Et Baudelaire souvent cité dans le roman à travers l’attachement du personnage au Spleen de Paris, le livre préféré de sa grand-mère ?

Zineb Mekouar : Le Spleen de Paris était le livre préféré de ma grand-mère. Lorsque je n’arrivais plus à écrire, à donner une suite à certains chapitres, je le prenais dans ma bibliothèque pour lire l’écriture de ma grand-mère qui mettait de petites annotations. Le simple fait de voir son écriture me revigorait, me permettait de continuer. C’est un livre que je lisais beaucoup adolescente en rêvant de venir faire mes études à Paris. Il y a une mélancolie chez Baudelaire qui me touche. J’aime bien ce va-et-vient entre la noirceur et la tristesse qu’il essaie de rendre lumineuses par l’art. Il y a une forme de spiritualité dans sa poésie. Les poètes sont les prophètes du beau. Que ce soit Baudelaire, Rimbaud ou Verlaine, ce sont des auteurs qui me touchent. Je suis arrivée à la littérature par la poésie. Même la musique, c’est pour moi de la poésie.

La protagoniste du livre semble également vouer un culte au portrait d’une ballerine qui ressemble aux danseuses de Degas…

Zineb Mekouar : Il y a eu un clin d’œil aux danseuses de Degas ainsi qu’au tableau d’une ballerine que j’avais trimballé durant plusieurs déménagements. En écrivant, je me suis dit que ce serait intéressant de rendre hommage à Degas, un peintre que j’aime beaucoup et à la peinture. J’ai une mémoire très visuelle. Ce qui me permet de décrire avec précision les lieux, les odeurs et les saveurs. En revanche, il n’y a pas beaucoup de descriptions physiques. C’est un parti-pris. Je voulais que chacun mette la tête qu’il souhaite aux personnages pour rendre l’histoire universelle.

Qu’est-ce qui vous plaît dans l’écriture ?

Zineb Mekouar : J’écris parce que je ne peux pas faire autrement. Quand il y a des événements incompréhensibles, des moments durs, c’est par les mots que je parviens, non pas à justifier la réalité, mais à l’apaiser, à l’accepter, et à la transformer pour mieux la comprendre. Ça a toujours été mon mode de fonctionnement. Je pense qu’on écrit parce qu’il y a cette pulsion-là. Dans mon cas, je suis un peu obligée. Soit, j’écris, soit je deviens dingue.
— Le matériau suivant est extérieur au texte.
PR #1554, opened 2025-11-06
chore(stdlib): create macro to keep exports and stdlib in sync

thomasqueirozb:
## Summary

This macro prevents functions from being exported but not included in the stdlib. Should make maintenence better and prevent issues like #1553 from happening

## Change Type

- [ ] Bug fix
- [ ] New feature
- [ ] Performance

## Is this a breaking change?

- [ ] Yes
- [x] No

## How did you test this PR?

I verified # of imports before (200) and lines inside the macro (199). It is 199 since `pub use get_timezone_name::get_name_for_timezone` isn't and shouldn't be included inside `all()`.

## Checklist

### DIFF
--- a/changelog.d/1553.fix.md
+++ b/changelog.d/1553.fix.md
@@ -1,0 +1,4 @@
+Fixed an issue where `split_path`, `basename`, `dirname` had not been added to VRL's standard
+library and, therefore, appeared to be missing and were inaccessible in the `0.28` release.
+
+authors: thomasqueirozb
--- a/src/stdlib/split_path.rs
+++ b/src/stdlib/split_path.rs
@@ -42,22 +42,22 @@ impl Function for SplitPath {
         &[
             Example {
                 title: "Split path with trailing slash",
-                source: r#"split_path!("/home/user/")"#,
+                source: r#"split_path("/home/user/")"#,
                 result: Ok(r#"["/", "home", "user"]"#),
             },
             Example {
                 title: "Split path from file path",
-                source: r#"split_path!("/home/user")"#,
+                source: r#"split_path("/home/user")"#,
                 result: Ok(r#"["/", "home", "user"]"#),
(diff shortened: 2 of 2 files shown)


src/stdlib/mod.rs
```diff
@@ -210,412 +210,233 @@ cfg_if::cfg_if! {
...
+            zip::Zip,
+            self::array::Array,
+            self::md5::Md5,
+            self::seahash::Seahash,
+            self::sha1::Sha1,
+            self::xxhash::Xxhash,
+            self::crc::Crc,
+        }
+
         pub use get_timezone_name::get_name_for_timezone;
```
pront, line 440: Why is this `use` special?

src/stdlib/mod.rs
```diff
@@ -210,412 +210,233 @@ cfg_if::cfg_if! {
...
-        pub use format_number::FormatNumber;
-        pub use format_timestamp::FormatTimestamp;
-        pub use from_unix_timestamp::FromUnixTimestamp;
-        pub use self::community_id::CommunityID;
-        pub use get::Get;
-        pub use get_env_var::GetEnvVar;
-        pub use get_hostname::GetHostname;
-        pub use get_timezone_name::GetTimezoneName;
+        // Macro to keep pub use and all() function in sync
+        macro_rules! stdlib_functions {
```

Vous avez une conception cathartique de l’écriture ?

Zineb Mekouar : L’écriture me permet d’atténuer et non de guérir les douleurs. C’est comme un baume apaisant. J’aborde des sujets très durs, très violents et injustifiables dans le roman. En mettant des mots dessus, je perçois une forme d’apaisement.

Les dialogues apparaissent sans tirets afin qu’il y ait une continuité dans le rythme, que le lecteur soit pris dans un tourbillon, continue dans un rythme effréné pour mieux saisir la fougue et les envies de liberté de cette jeunesse marocaine bridée par des carcans…

Zineb Mekouar

Quel est votre rapport aux langues et à la forme ?
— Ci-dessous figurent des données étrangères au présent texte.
PR #1579, opened 2025-12-10
fix: properly emit lexer parse errors

thomasqueirozb:
## Summary

Any lexer error was being emitted as a generic `ParseError`.

## Change Type

- [x] Bug fix
- [ ] New feature
- [ ] Performance

## Is this a breaking change?

- [ ] Yes
- [x] No

## How did you test this PR?

```sh
echo '"\\e"' | cargo run -p vrl-cli
```

Before:
```
error[E202]: syntax error
  ┌─ :1:1
  │
1 │ "\e"
  │ ^^^^ unexpected error: invalid escape character: \e
  │
```

After:
```
error[E209]: invalid escape character: \e
  ┌─ :1:3
  │
1 │ "\e"
  │   ^ invalid escape character: e
  │
```

You can also verify that nested lexers work by running

```sh
echo 'test("\\e")' | cargo run -p vrl-cli
```

and verifying the output looks like

```
error[E209]: invalid escape character: \e
  ┌─ :1:8
  │
1 │ test("\e")
  │        ^ invalid escape character: e
  │
  = see language documentation at https://vrl.dev
  = try your code in the VRL REPL, learn more at https://vrl.dev/examples
```

### DIFF
--- a/changelog.d/1579.fix.md
+++ b/changelog.d/1579.fix.md
@@ -2,4 +2,34 @@ Fixed a bug where lexer parse errors would emit a generic span with 202 error co
 proper error. Also fixed error positions from nested lexers (e.g., string literals inside function
 arguments) to correctly point to the actual location in the source.
 
+Before (generic E202 syntax error):
+
+```
+$ string("\a")
+
+error[E202]: syntax error
+  ┌─ :1:1
+  │
+1 │ string("\a")
+  │ ^^^^^^^^^^^^ unexpected error: invalid escape character: \a
+  │
+  = see language documentation at https://vrl.dev
+  = try your code in the VRL REPL, learn more at https://vrl.dev/examples
+```
+
+After (correct E209 invalid escape character):
+
+```
+$ string("\a")
+
+error[E209]: invalid escape character: \a
+  ┌─ :1:10
+  │
+1 │ string("\a")
+  │          ^ invalid escape character: a
+  │
+  = see language documentation at https://vrl.dev
+  = try your code in the VRL REPL, learn more at https://vrl.dev/examples
+```
+
 authors: thomasqueirozb


lib/tests/tests/issues/6571_invalid_escape.vrl
```diff
@@ -1,13 +1,11 @@
...
-# 1 │ ╭
-# 2 │ │ .field = "foo\/bar"
-# 3 │ │
-#   │ ╰^ unexpected error: invalid escape character: \/
-#   │
+# result: error[E209]: invalid escape character: \/
+# ┌─ :2:15
+# │
+# 2 │ .field = "foo\/bar"
+# │               ^ invalid escape character: /
```
jszwedko: This seems to be pointing to one or two characters earlier than the invalid one (depending on if we consider `\` part of the "token"). Is that right?

thomasqueirozb: This is even worse in other tests. It exposed a pre-existing bug. I'll hold off on merging this since now at least the bug is hidden and this just "exposes" it to users

bfung:
Doing some local testing, the `main` branch would "underscore" the whole VRL line:

Screenshot 2025-12-10 at 3 44 54 PM


The change here makes the error surface to the character, however, it seems to be pointing at the wrong character and may cause more confusion if we merge as is:

Screenshot 2025-12-10 at 3 46 03 PM

Headed in right direction - should have this point to the right character(s) before calling it a completed fix.

lib/tests/tests/diagnostics/invalid_escape_char.vrl
```diff
@@ -1,12 +1,9 @@
...
-#   │
-# 1 │ ╭
-# 2 │ │ . |= parse_grok!("1.2.3.4 - - [23/Mar/2021:06:46:35 +0000]", "%{IPORHOST:remote_ip} %{USER:ident} %{USER:user_name} \[%{HTTPDATE:timestamp}\]"
-# 3 │ │
-#   │ ╰^ unexpected error: invalid escape character: \[
+# error[E209]: invalid escape character: \[
+# ┌─ :2:55
+# │
+# 2 │ . |= parse_grok!("1.2.3.4 - - [23/Mar/2021:06:46:35 +0000]", "%{IPORHOST:remote_ip} %{USER:ident} %{USER:user_name} \[%{HTTPDATE:timestamp}\]"
+# │                                                       ^ invalid escape character: [
```
thomasqueirozb: This is incorrect, the `^` is in the wrong place. Should be addressed before this one is merged so that users don't see this. Right now the error is technically incorrect (202 instead of 209) and highlights the whole line but at least it isn't misleading.

lib/tests/tests/issues/6571_invalid_escape.vrl
thomasqueirozb: Update: this one is actually correct. The whitespace is messed up but running it locally shows the following:

```
error[E209]: invalid escape character: \/
  ┌─ :1:15
  │
1 │ .field = "foo\/bar"
  │               ^ invalid escape character: /
  │
  = see language documentation at https://vrl.dev
  = try your code in the VRL REPL, learn more at https://vrl.dev/examples
```
I made #1580 so that whitespace is no longer messed up like this in tests.

However, `parse_grok` is still incorrect.

changelog.d/1579.fix.md
```diff
@@ -0,0 +1,5 @@
+Fixed a bug where lexer parse errors would emit a generic span with 202 error code instead of the
```
pront, line 1: Would be nice to include an example here

thomasqueirozb: done

pront (approved):
Nice improvement for users!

Zineb Mekouar : La langue est un personnage. Le fait qu’il y ait ce vagabondage entre les langues était une manière de montrer la richesse du Maroc qui est un carrefour de civilisations. Kenza ne parle que le français, Fatiha, elle, lui répond en arabe, Rayan a un Français mélangé à de l’argot, le médecin est espagnol. J’avais envie de faire voyager les lecteurs dans cette géographie de langues… Le livre a une forme très rythmée, les dialogues apparaissent sans tirets afin qu’il y ait une continuité dans le rythme, que le lecteur soit pris dans un tourbillon, continue dans un rythme effréné pour mieux saisir la fougue et les envies de liberté de cette jeunesse marocaine bridée par des carcans, des lois désuètes, le poids des traditions, le regard social…

Comment qualifierez-vous votre travail littéraire ?

Zineb Mekouar : Il est peut-être très tôt pour parler de travail littéraire me concernant, je parlerais plutôt d’espérances littéraires. Les thèmes qui m’intéressent sont liés au monde d’aujourd’hui. J’aimerais poursuivre mes réflexions sur des thèmes intemporels comme l’injustice, la misère, le déracinement, le rapport aux frontières.

Un dernier mot sur la littérature ?

Zineb Mekouar : Sans la littérature, ma vie n’aurait pas de sens. Lire et écrire me permettent de donner un sens à ma vie.